As with any nonrandomized comparison of an intervention, the most significant limitation to our analysis is the possibility that persons who were housed were not equivalent to those who remained homeless in unmeasured, or measured but inadequately modeled, characteristics. In particular, if those who received housing were more likely than those who were not housed to survive even if they did not receive housing, the validity of the comparison would be undermined. Several factors argue against this outcome applying to this study. First, the supportive housing program seeks to house people with the greatest medical and/or psychosocial need. Second, the comparisons between housed and not housed persons showed the groups to be remarkably similar. The strongest difference was that the housed group was more than twice as likely to be aged 50 years or more, a strong predictor of worse survival, and corroborating evidence that the program houses persons in greatest need. Persons who were homeless at diagnosis may have received housing subsequently from sources other than the DAH program, which would have caused underestimation of the effect providing supportive housing has on mortality. The results of the sensitivity analysis indicate that it is unlikely that unmeasured confounding could account for our findings.

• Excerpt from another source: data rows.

PR #5113, opened 2023-05-18
Ensure a `deleted_reason` for deduplicated patients

tfidfwastaken:
**Story card:** [sc-8392](https://app.shortcut.com/simpledotorg/story/8392/set-deleted-reason-for-deduplicated-patients)

## Because

The `deleted_reason` is currently left empty for patients who are de-duplicated and merged automatically. It should be set to `duplicate`. We also ensure that the `deleted_reason` is preserved across patient sync merges.

## This addresses

When we delete a patient during a merge, we must provide a valid deletion reason. This change ensures that the reason is:
- "duplicate" whenever we de-duplicate a patient 
    - occurrences: `SoftDeleteDuplicatePatients` and `PatientDeduplicator` module
- the already-present `deleted_reason` when a sync merge happens
    - occurrences: `MergePatientService`

## Test instructions

* Unit tests, etc.
* Mark a patient as duplicate from the deduplication page in the dashboard and verify if the deletion reason is set to "duplicate" in the database.

### DIFF
--- a/app/models/patient.rb
+++ b/app/models/patient.rb
@@ -16,6 +16,8 @@ class Patient < ApplicationRecord
 
   enum status: STATUSES.zip(STATUSES).to_h, _prefix: true
 
+  enum deleted_reason: DELETED_REASONS.zip(DELETED_REASONS).to_h, _prefix: true
+
   enum reminder_consent: {
     granted: "granted",
     denied: "denied"
@@ -224,9 +226,9 @@ class Patient < ApplicationRecord
      gender: gender}
   end
 
-  def discard_data(deleted_reason: "unknown")
+  def discard_data(reason:)
     ActiveRecord::Base.transaction do
-      update(deleted_reason: deleted_reason)
+      update(deleted_reason: reason)
       address&.discard
       appointments.discard_all
       blood_pressures.discard_all
--- a/app/models/patient.rb
+++ b/app/models/patient.rb
@@ -224,8 +224,9 @@ class Patient < ApplicationRecord
      gender: gender}
   end
 
-  def discard_data
+  def discard_data(deleted_reason: "unknown")
     ActiveRecord::Base.transaction do
+      update(deleted_reason: deleted_reason)
       address&.discard
       appointments.discard_all
       blood_pressures.discard_all
@@ -239,5 +240,7 @@ class Patient < ApplicationRecord
       teleconsultations.discard_all
       discard
     end
+
+    self
   end
 end
--- a/app/services/merge_patient_service.rb
+++ b/app/services/merge_patient_service.rb
@@ -5,7 +5,6 @@ class MergePatientService
   end
 
   def merge
-    patient_before_merge = existing_patient
     merged_address = Address.merge(payload[:address]) if payload[:address].present?
 
     patient_attributes =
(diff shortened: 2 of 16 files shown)


app/models/patient.rb
```diff
@@ -224,8 +224,9 @@ def anonymized_data
      gender: gender}
   end
 
-  def discard_data
+  def discard_data(deleted_reason: "unknown")
```
tfidfwastaken, line 227: I'm adding a default `deleted_reason` to an explicit `unknown`, after seeing the possible values in `DELETED_REASONS`. Before this, the default was unintentionally `nil`. Grepping the code, it shouldn't affect any reporting query, but let me know if you prefer default should remain `nil`.

I have also ignored migrating the existing `nil` value columns to `unknown`s for now.

spec/models/patient_spec.rb
```diff
@@ -739,13 +751,21 @@
...
       expect(Teleconsultation.where(patient: patient)).to be_empty
     end
+
+    it "soft deletes the patient itself" do
+      patient = create(:patient)
+
+      patient.discard_data
+
+      expect(patient.deleted_at).not_to be_nil
+    end
```
tfidfwastaken, line 769: Not directly related to the change I made, but I felt we should test this too.

app/models/patient.rb
prabhanshuguptagit, line 227: Could call `deleted_reason` just `reason`.

app/services/merge_patient_service.rb
```diff
@@ -23,7 +23,9 @@ def merge
     touch_patient(merged_patient) if associations_updated?(merged_address, merged_phone_numbers, merged_business_ids)
 
     # Patient has been soft-deleted by the client, server should soft-delete the patient and their associated data.
-    discard_patient_data(merged_patient) if discarded_in_this_merge?(merged_patient, patient_before_merge)
+    if discarded_in_this_merge?(merged_patient, patient_before_merge)
+      discard_patient_data(merged_patient, deleted_reason: merged_patient.deleted_reason)
```
prabhanshuguptagit, line 27: Can move the `merged_patient.deleted_reason` inside `discard_patient_data`.

spec/services/merge_patient_service_spec.rb
```diff
@@ -51,15 +51,43 @@
...
+
+        expect_any_instance_of(Patient).not_to receive(:discard_data)
+        described_class.new(payload, request_metadata: metadata).merge
+      end
+
+      it "preserves the existing deleted_reason after merge" do
+        patient = create(:patient, deleted_reason: "duplicate")
+        now = Time.current
+        # set the updated_at so that it is treated as an update
+        patient_attributes = build_patient_payload(patient).merge(updated_at: now, deleted_at: now)
```
prabhanshuguptagit, line 83: Should set `deleted_reason` to something different from `duplicate`.

Can also check if the mock is passed the right thing.

app/models/patient.rb
prabhanshuguptagit: Let's make this a required parameter so a user of this class will need to supply a reason and we don't have to overload `unknown`.

app/services/patient_deduplication/deduplicator.rb
```diff
@@ -54,7 +54,9 @@ def mark_as_merged(new_patient)
       @patients.each do |patient|
         track(Patient, patient, new_patient)
       end
-      @patients.map(&:discard_data)
+      @patients.map do |p|
+        p.discard_data(deleted_reason: "duplicate")
```
prabhanshuguptagit, line 58: Prefer using `:duplicate` over string quotes.

app/services/merge_patient_service.rb
prabhanshuguptagit: Let's make `deleted_reason` an [enum](https://api.rubyonrails.org/v5.1.7/classes/ActiveRecord/Enum.html) on `Patient`.

prabhanshuguptagit (changes requested):
👌🏼 Feel free to ship after addressing the comments.

tfidfwastaken:
@prabhanshuguptagit I've noticed that the `merge` method of the `Mergeable` concern already queries the existing record to set the merge status (ie, doing the same thing as the `existing_patient` private method in `MergePatientService`). I've done a light refactor to take advantage of this and reduce duplication.

tfidfwastaken:
@prabhanshuguptagit I've noticed that the `merge` method of the `Mergeable` concern already queries the existing record to set the merge status (ie, doing the same thing as the `existing_patient` private method in `MergePatientService`). I've done a light refactor to take advantage of this and reduce duplication.

(Thanks to @qptr for providing inspiration that led to this refactor)

prabhanshuguptagit (approved):
Good refactor.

Although this study used a population-based sample of persons with AIDS, the findings may not be representative of persons with AIDS outside of this geographic region. In San Francisco, HIV is overwhelmingly a disease of MSM. Although this risk group still accounts for the majority of cases nationwide, heterosexual injection drug users and heterosexual partners of injection drug users account for a larger proportion of AIDS cases elsewhere than occurs in San Francisco.
The annual costs per person housed are comparable to those reported from a multisite study of supportive housing for HIV-infected persons [53
] and the cost of supportive housing per year of life saved ($46,800) was within the range of approved medical interventions [54
]. Because of our small sample size, the upper 95% CL exceeded the usual cut-off for cost-effective interventions. Our cost-effectiveness analysis, however, was very conservative in that we considered only the direct cost of the intervention and did not include any of the expected medical care reductions due to providing supportive housing [46
]. A large study of supportive housing for the mentally ill in New York City found that 95% of the costs of supportive housing are recouped through savings on hospitalizations and shelter stays [56
]. Assuming that only 70% of these costs were recouped, the cost per year of life saved becomes highly cost-effective in our population ($14,040). The cost-effectiveness of housing also would be enhanced if it were quality adjusted, given the gain in quality of life due to being housed versus living on the street.